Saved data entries
↓

Issue #292, opened 2020-01-26
When you using lf as in (let's say xterm) `xterm -e lf` and try to close it via your (say) wm's closing functionality, it just doesn't remove log files.


roket1428:
I don't have any solution to this but maybe each time you run lf it could check if the other lf log files are necessary or not.

Issue #162, opened 2019-04-24
When doing `ctrl-c` inside of `less -F`, `lf` exits


alejandrogallo:
When you're checking out a document with `less -F` and then you exit the follow mode of
`less` by pressing `ctrl-c`, then `lf` also exits, which is not the desired behaviour.

https://asciinema.org/a/FQ5kcpMnM9qRzr9DG0IdC9j0b

gokcehan:
@alejandrogallo This has been like this from the start and I have kind of learned to live with this but I agree this is counterintuitive and I guess it is time to fix this. Interruptions work for `%` commands and ignored for `&` commands which is intentional. I think we somehow need to catch interrupt signals and pass them to the running command for `$` and `!` commands. We should also decide what should happen for stop signals in the meantime.

noscript:
I'm suffering from the same problem. I made a mapping to run executables with <kbd>Enter</kbd>:
```
map <enter> exec
cmd exec ${{ $f }}
```

But processes terminating with `SIGTERM` also cause `lf` to exit.

I tried to change the mapping to wrap the command into a script and trap the signal, but couldn't prevent the signal from propagating to `lf`. Is there a workaround?

gokcehan:
@noscript There is no workaround for this that I'm aware of. Actually signal should have been propagated from `lf` to other processes, not the other way around but since we are not doing that yet, they never reach those processes. Only after `lf` exits unintentionally, they receive a signal because their parent process is finished.

noscript:
`lf` is the one that reacts upon <kbd>ctrl+c</kbd> and exits, is it so?

gokcehan:
@noscript Hmm, actually now that I think about this again, I'm not so sure. Maybe signal is sent to both the `lf` and the child process and they both exit at the same time. I need to try and see this to be sure. If anyone wants to tackle this, there is a [signal](https://golang.org/pkg/os/signal/) package in Go standard library that can be used for this purpose.

gokcehan:
I have now changed the code to ignore interrupt signals. Closing this issue now.

mohkale:
Can confirm this issue has been resolved. Just updated to master and `lf` no longer exits when sending sigint to subprocesses.

Thnx for the great work :smile:.

PR #305, opened 2020-03-11
Properly handle SIGHUP and SIGTERM

### LINKED ISSUE #300: Log files remain in /tmp if closed by window manager.
If I close that instance of lf by pressing the shortcut bind within lf, it closes with no abnormal effects...

but if I close that with my window manager's typical shortcut for closing programs `super + q` as it happens, lf's log file remains in `/tmp` forever (well until `/tmp` cleanup).

You say in #65 that leftovers will remain in `/tmp` for instances closed by errors, but here it seems that any external closing does the same.

Not sure if this is a decided choice or what, but seems abnormal among programs.

I'm using dwm, if that's relevant.

Provessor:
Properly handle exit signals SIGHUP and SIGTERM to avoid exiting prematurely.

Fixes #300, #292 

To preserve system independence, according to the [documentation](https://golang.org/pkg/os/signal/), when Windows sends CTRL_CLOSE_EVENT, CTRL_LOGOFF_EVENT or CTRL_SHUTDOWN_EVENT, Notify will return SIGTERM like a *nix system.

### DIFF
--- a/app.go
+++ b/app.go
@@ -7,6 +7,8 @@ import (
 	"log"
 	"os"
 	"os/exec"
+	"os/signal"
+	"syscall"
 	"path/filepath"
 	"strings"
 	"time"
@@ -34,11 +36,21 @@ func newApp() *app {
 	ui := newUI()
 	nav := newNav(ui.wins[0].h)
 
+	quitChan := make(chan bool, 1)
+
+	osChan := make(chan os.Signal, 1)
+	signal.Notify(osChan, os.Interrupt, syscall.SIGHUP, syscall.SIGINT, syscall.SIGTERM)
+	go func() {
+		<-osChan
+		quitChan <- true
+		return
+	}()
+
 	return &app{
 		ui:       ui,
 		nav:      nav,
 		ticker:   new(time.Ticker),
-		quitChan: make(chan bool, 1),
+		quitChan: quitChan,
 	}
 }
 
--- a/app.go
+++ b/app.go
@@ -42,6 +42,9 @@ func newApp() *app {
 	signal.Notify(osChan, os.Interrupt, syscall.SIGHUP, syscall.SIGTERM)
 	go func() {
 		<-osChan
+		nav.copyTotal = 0
+		nav.moveTotal = 0
+		nav.deleteTotal = 0
 		quitChan <- true
 		return
 	}()
--- a/app.go
+++ b/app.go
@@ -39,7 +39,7 @@ func newApp() *app {
 	quitChan := make(chan bool, 1)
 
 	osChan := make(chan os.Signal, 1)
-	signal.Notify(osChan, os.Interrupt, syscall.SIGHUP, syscall.SIGINT, syscall.SIGTERM)
+	signal.Notify(osChan, os.Interrupt, syscall.SIGHUP, syscall.SIGTERM)
 	go func() {
 		<-osChan
 		quitChan <- true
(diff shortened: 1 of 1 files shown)


gokcehan:
@Provessor Thanks for working on this.

Messages sent to the quit channel are sometimes ignored (i.e. when a copy/move operation is in progress). Have you tested this patch to see what happens in this case?

Also do you need all three signals or SIGHUP/SIGTERM is enough for #292 and #300 ? Interrupt signal should ideally be handled as part of #162 . It would be great if you're willing to work on this but if not maybe we should simply exclude that signal from this patch.

Provessor:
@gokcehan If SIGINT is going to be handled more specifically elsewhere I'll remove it from this.

If SIGHUP is handled by lf then it shouldn't be killed prematurely and will continue until exit. However I haven't tested this and might not be the case if multiple signals are sent, etc.
Would it be a better idea to cancel the current operation and quit immediately when it receives SIGHUP/SIGTERM?

gokcehan:
@Provessor You removed `syscall.SIGINT` but `os.Interrupt` is still there. How does that work?

I'm not sure if it's a good idea to cancel the copy/move operation altogether. It may be better to keep the operation going in the background. Do you know what is happening to copy/move operations when you close the terminal with the current code?

Provessor:
@gokcehan my mistake leaving `os.Interrupt`, I was very tired.

In go the main goroutine must be running for any other goroutines to run. This means when `loop()` returns after receiving `true` from `quitChan` all other goroutines will be terminated and the current operation won't be continued after that point because the corresponding goroutine doesn't exist anymore.

My thought process was if the operation continued after the terminal is disconnected then that could lead to unexpected results, a directory which is being duplicated without an obvious source. Personally I don't think continuing the operation in the background should be the default behaviour, however it's up to you.
The best way to continue the operation in that case might be to move it into a 'server' process or somehow share the current copy/move/delete status to all instances so a new/other instance can still report on it.

gokcehan:
@Provessor So I have tried the current code and it seems that copying is finished when the terminal is closed.

For now, I think I agree it is better to finish the copying operation and leave background copying to a future possible server implementation as you suggest.

The way goroutines are handled in the patch still feels strange though. Do we want to maintain a separate list of cleanup operations in here? If you agree as well, maybe we should just try to quit, by sending a quit signal as in your first patch, and leave copy case handling as before, by leaving a log file behind. I don't think we will have complaints in the related issues as it will handle the common use case properly and the other case is mostly unintentional.

Provessor:
@gokcehan I have done some more testing and it seems that there is a gap between window close and copy stopping (at least on my machine) however this is only noticeable with large files (~1G+).
I agree with leaving a log file if a copy was terminated however is letting the system terminate lf with an operation in progress the best way to do this?

I've since changed my mind on this since my last comment; IMHO the best solution to this would be to perform all copy/move/delete operations on a server process (which could then also take over preview caching, etc.) and I would be happy to leave a zombie process to finish these operations with this PR with intentions to pick up on it later.

Provessor:
@gokcehan it's not possible to daemonize a process in Go (see [this](https://groups.google.com/forum/?_escaped_fragment_=topic/golang-nuts/othxUDO-EoE) or [this](https://github.com/golang/go/issues/227)), I've found one cross-platform package [godaemon](https://pkg.go.dev/github.com/VividCortex/godaemon?tab=doc) that uses `exec()` to achieve this task however it seems to be no longer maintained and it is "forced to run the process all over again, from the start". Without properly daemonizing the operations will always be halted when the parent terminal exits.

It is possible to start a new process in the background in pure Go (something like [this](https://github.com/golang/go/issues/227#issuecomment-235996646)) so maybe this should be left for a server process implementation?

gokcehan:
@Provessor Yes I think it is better to leave it for a later patch. I'm merging this as it is now. Thanks for the patch.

↑

* Assigned task *
Please print the records above exactly from their first line. End with the line containing "But processes terminating", and include it.

* Reply *
Issue #292, opened 2020-01-26
When you using lf as in (let's say xterm) `xterm -e lf` and try to close it via your (say) wm's closing functionality, it just doesn't remove log files.


roket1428:
I don't have any solution to this but maybe each time you run lf it could check if the other lf log files are necessary or not.

Issue #162, opened 2019-04-24
When doing `ctrl-c` inside of `less -F`, `lf` exits


alejandrogallo:
When you're checking out a document with `less -F` and then you exit the follow mode of
`less` by pressing `ctrl-c`, then `lf` also exits, which is not the desired behaviour.

https://asciinema.org/a/FQ5kcpMnM9qRzr9DG0IdC9j0b

gokcehan:
@alejandrogallo This has been like this from the start and I have kind of learned to live with this but I agree this is counterintuitive and I guess it is time to fix this. Interruptions work for `%` commands and ignored for `&` commands which is intentional. I think we somehow need to catch interrupt signals and pass them to the running command for `$` and `!` commands. We should also decide what should happen for stop signals in the meantime.

noscript:
I'm suffering from the same problem. I made a mapping to run executables with <kbd>Enter</kbd>:
```
map <enter> exec
cmd exec ${{ $f }}
```

But processes terminating with `SIGTERM` also cause `lf` to exit.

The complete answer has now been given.